Companies could be prosecuted and face unlimited fines if they fail to spot tax evasion by their suppliers.
Advisers are telling clients to carry out due diligence on their suppliers and contractors and to get to know their responsibilities under “corporate criminal offence” legislation.
The rules apply to the evasion of UK and foreign taxes and attribute criminal liability to companies and partnerships where a business or its employees “fail to prevent” a representative deliberately facilitating any form of tax evasion.
A representative can be an agent, contractor or third party supplier and a company can commit offences under the rules simply by not having the correct procedures in place when a representative facilitates tax evasion.
There have been no prosecutions under the rules, which came into force two years ago, but advisers are reporting more use of the powers and it is understood that HMRC has several investigations under way.
James Egert, a tax partner at BDO, said: “This includes dawn raids and office visits with requests to review all supplier documentation and interviews with employees to see if they had an awareness of the legislation.”

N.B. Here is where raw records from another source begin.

PR #325, opened 2026-08-12
fix(antminer): read power draw from the `new_api` stats payload

cryptographicturk:
> **Depends on #328.** That PR fixes the RPC transport so `new_api` actually
> reaches the miner. Until it merges, its commit appears here too; afterwards
> this PR is the single `mod.rs` change. Reworked from the web endpoint to RPC
> per review.

`wattage` is always `None` on newer stock firmware. `DataField::Wattage` is
sourced from the legacy RPC `stats` payload, which carries no power reading on
these generations.

## Where the reading lives

The `new_api` variant of `stats` reports it. That is a different payload to the
legacy one — its `STATS` array holds a single element, so the value sits at
`/STATS/0` rather than the `/STATS/1` the legacy source uses:

```
{"command":"stats"}                  -> STATS len 2, Msg "CGMiner stats", no power
{"command":"stats","new_api":true}   -> STATS len 1, Msg "stats",         power/watt present
```

## The change

- Adds `stats` + `new_api` as a second source for `DataField::Wattage`, read at
  `/STATS/0`.
- Accepts the `watt` key alongside the existing `power` / `Power` /
  `chain_power`. The spelling varies by model on identical firmware: the L9
  reports `power`, the L11 `watt`.

The legacy location is kept and tried first, so firmware that does report power
there is unaffected. Applied to both `v2020` and `v2023_07`.

## Measured

Against live hardware, all previously `None`:

```
L11   3651 W        L9   3357 W
L11   3636 W        L9   3353 W
                    L9   3379 W
```

An idle unit reports its true low draw rather than falling back to absent, so a
genuine zero stays distinguishable from a missing reading.

No regressions in the groups that cannot benefit: T21, S21 Hydro and S21+ Hydro
expose no power draw on any transport and continue to report nothing, and older
units that do not honour `new_api` still receive the legacy payload exactly as
before.

The two payloads share only `fan_num` and `rate_30m`, identical in both, so
merging them into one field cannot silently clobber a value.

## Verification

- `cargo clippy -p asic-rs-firmwares-antminer --all-targets` — clean
- `cargo test -p asic-rs-firmwares-antminer` — 20 passed
- `cargo test --workspace` — no failures
- Live check against multiple L9 and L11 units

### DIFF
--- a/asic-rs-firmwares/antminer/src/backends/v2020/mod.rs
+++ b/asic-rs-firmwares/antminer/src/backends/v2020/mod.rs
@@ -509,14 +509,37 @@ impl GetDataLocations for AntMinerV2020 {
                     tag: None,
                 },
             )],
-            DataField::Wattage => vec![(
-                RPC_STATS,
-                DataExtractor {
-                    func: get_by_pointer,
-                    key: Some("/STATS/1"),
-                    tag: None,
-                },
-            )],
+            DataField::Wattage => {
+                // Newer stock firmware reports power draw only in the `new_api`
+                // variant of `stats`. That is a different payload to the legacy
+                // one: its `STATS` array holds a single element, so the reading
+                // sits at `/STATS/0` rather than the `/STATS/1` used above.
+                //
+                // Not a `const` because `json!` is not const-evaluable.
+                let rpc_new_stats = MinerCommand::RPC {
+                    command: "stats",
+                    parameters: Some(json!({ "new_api": true })),
+                };
+
+                vec![
+                    (
+                        RPC_STATS,
+                        DataExtractor {
+                            func: get_by_pointer,
+                            key: Some("/STATS/1"),
+                            tag: None,
+                        },
+                    ),
+                    (
+                        rpc_new_stats,
+                        DataExtractor {
+                            func: get_by_pointer,
+                            key: Some("/STATS/0"),
+                            tag: None,
+                        },
+                    ),
+                ]
+            }
             DataField::SerialNumber => vec![
                 (
                     WEB_SYSTEM_INFO,
@@ -835,6 +858,9 @@ impl GetWattage for AntMinerV2020 {
             if let Some(power) = stats_data
                 .get("power")
                 .or_else(|| stats_data.get("Power"))
+                // Same firmware version spells this differently per model: the
+                // L9 reports `power`, the L11 `watt`.
+                .or_else(|| stats_data.get("watt"))
                 .and_then(|v| v.as_f64())
             {
                 return Some(Power::from_watts(power));
--- a/asic-rs-firmwares/antminer/src/backends/v2020/mod.rs
+++ b/asic-rs-firmwares/antminer/src/backends/v2020/mod.rs
@@ -510,11 +510,6 @@ impl GetDataLocations for AntMinerV2020 {
                 },
             )],
             DataField::Wattage => {
-                // Newer stock firmware reports power draw only in the `new_api`
-                // variant of `stats`. That is a different payload to the legacy
-                // one: its `STATS` array holds a single element, so the reading
-                // sits at `/STATS/0` rather than the `/STATS/1` used above.
-                //
                 // Not a `const` because `json!` is not const-evaluable.
                 let rpc_new_stats = MinerCommand::RPC {
                     command: "stats",
--- a/asic-rs-firmwares/antminer/src/backends/v2020/rpc.rs
+++ b/asic-rs-firmwares/antminer/src/backends/v2020/rpc.rs
@@ -10,33 +10,33 @@ use asic_rs_core::{
 use async_trait::async_trait;
 use serde_json::{Value, json};
 
+/// Bitmain's one API extension to the cgminer protocol.
+const NEW_API_FLAG: &str = "new_api";
+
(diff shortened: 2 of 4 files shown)


asic-rs-firmwares/antminer/src/backends/v2020/mod.rs
```diff
@@ -391,6 +391,11 @@ impl GetDataLocations for AntMinerV2020 {
             parameters: None,
         };
 
+        const WEB_STATS: MinerCommand = MinerCommand::WebAPI {
+            command: "stats",
+            parameters: None,
+        };
```
b-rowan: AFAIK you can actually use the RPC endpoint to get this output, the source of this file just calls the cgminer API with `new_api=True`, so this should actually work:


```suggestion
        let rpc_new_stats: MinerCommand = MinerCommand::RPC {
            command: "stats",
            parameters: Some(json!({ "new_api": true })),
        };
```

b-rowan (changes requested):
I think using the RPC endpoint is preferable (it should be faster than the web and doesn't need auth).

asic-rs-firmwares/antminer/src/backends/v2020/mod.rs
cryptographicturk: Thanks — I tried this, and it doesn't reach the data. I think it points at a
  real bug though.

  `send_rpc_command` (`v2020/rpc.rs:31`) nests `parameters` under cgminer's
  `"parameter"` key. The firmware doesn't recognise `new_api` there — it silently
  answers with the legacy payload. Tested against three units on `86.48-2.0.0`:

  ```
  model  request form                                      result
  L9     {"command":"stats","parameter":{"new_api":true}}  STATS[2], "CGMiner stats", power ABSENT
  L9     {"command":"stats","new_api":true}                STATS[1], "stats",         power = 3414
  L11    {"command":"stats","parameter":{"new_api":true}}  STATS[2], "CGMiner stats", power ABSENT
  L11    {"command":"stats","new_api":true}                STATS[1], "stats",         watt  = 3648
  L11    {"command":"stats","parameter":{"new_api":true}}  STATS[2], "CGMiner stats", power ABSENT
  L11    {"command":"stats","new_api":true}                STATS[1], "stats",         watt  = 3638
  ```

  The nested form returns a response byte-identical to plain `{"command":"stats"}`
  — the parameter is simply ignored. I built the suggested change and ran it
  against real hardware: `wattage` went to `None` on every L9 and L11. The failure
  is silent (`STATUS: "S"`, well-formed body), which is why it passes `cargo check`
  and the unit tests and only shows up against a live miner.

  The wider consequence: `stats`, `summary`, `pools`, `rate`, `warning` and
  `reload` (`rpc.rs:65–107`) all pass `Some(json!({"new_api": true}))` through
  that same path, so none of them is actually enabling `new_api` today.

  Fixing it properly is a transport change with a wider blast radius than this PR:
  `send_command` forwards arbitrary parameters, and genuine cgminer `parameter`
  usage (`switchpool` etc.) takes a string. One workable rule would be "object
  parameters merge at top level, scalars stay under `parameter`", which repairs
  all six helpers without breaking the legitimate cases. Happy to do that as a
  separate PR and rebase this onto RPC afterwards if you'd prefer it that way —
  I have L9/L11 hardware to verify against.

  For now I've kept the web endpoint and corrected the comment, which previously
  claimed the RPC payload carried no power reading at all. That was wrong, and it
  was the basis for your suggestion.

  Two notes on scope while I'm here:

  - The `watt` key handling isn't incidental — on identical firmware the L9
    reports `power` and the L11 reports `watt`, so both spellings are needed
    whichever transport ends up being used.
  - I've only verified this successfully on L9 and L11.

cryptographicturk:
I updated it after submitting another PR to fix an underlying issue that prevented this solution from working.

asic-rs-firmwares/antminer/src/backends/v2020/mod.rs
```diff
@@ -509,14 +509,37 @@ impl GetDataLocations for AntMinerV2020 {
...
-                    tag: None,
-                },
-            )],
+            DataField::Wattage => {
+                // Newer stock firmware reports power draw only in the `new_api`
+                // variant of `stats`. That is a different payload to the legacy
+                // one: its `STATS` array holds a single element, so the reading
+                // sits at `/STATS/0` rather than the `/STATS/1` used above.
+                //
+                // Not a `const` because `json!` is not const-evaluable.
```
b-rowan: Full comment not needed, this is sortof implied by the flag.  Non const comment is fine.

asic-rs-firmwares/antminer/src/backends/v2020/rpc.rs
```diff
@@ -10,6 +10,35 @@ use asic_rs_core::{
...
+        }
+        Some(params) => json!({
+            "command": command,
+            "parameter": params
+        }),
+        None => json!({
+            "command": command
+        }),
+    }
+}
```
b-rowan, line 40: See comments on #328

b-rowan (changes requested):
Nits only, just shorten a comment.  Contingent on #328, small fixes there then I will merge both.

b-rowan (approved):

Inspectors are looking particularly closely for instances of VAT fraud in supply chains and the employment status of contractors. Both areas have been the subject of tax evasion adding up to billions of pounds in recent years.
A person who knows HMRC’s approach said that inspectors were told to ask businesses questions on the rules simply to “sense check” if anything has been done by “looking at [their] face”. However, an HMRC spokesman said this was “not part of our approach”.
It is issuing letters to some businesses at which they believe there are issues in the supply chain as a warning of the need to enhance due diligence, with a focus on labour providers and contractors. One letter from HMRC to a company says: “We are concerned that your business could be at risk of involvement in supply chains connected with fraud.”
It seeks to arrange an inspection of customer and supplier lists, invoices, VAT accounts, supplier contracts and transaction histories. The company will also have to provide “certain trading records on a monthly basis”.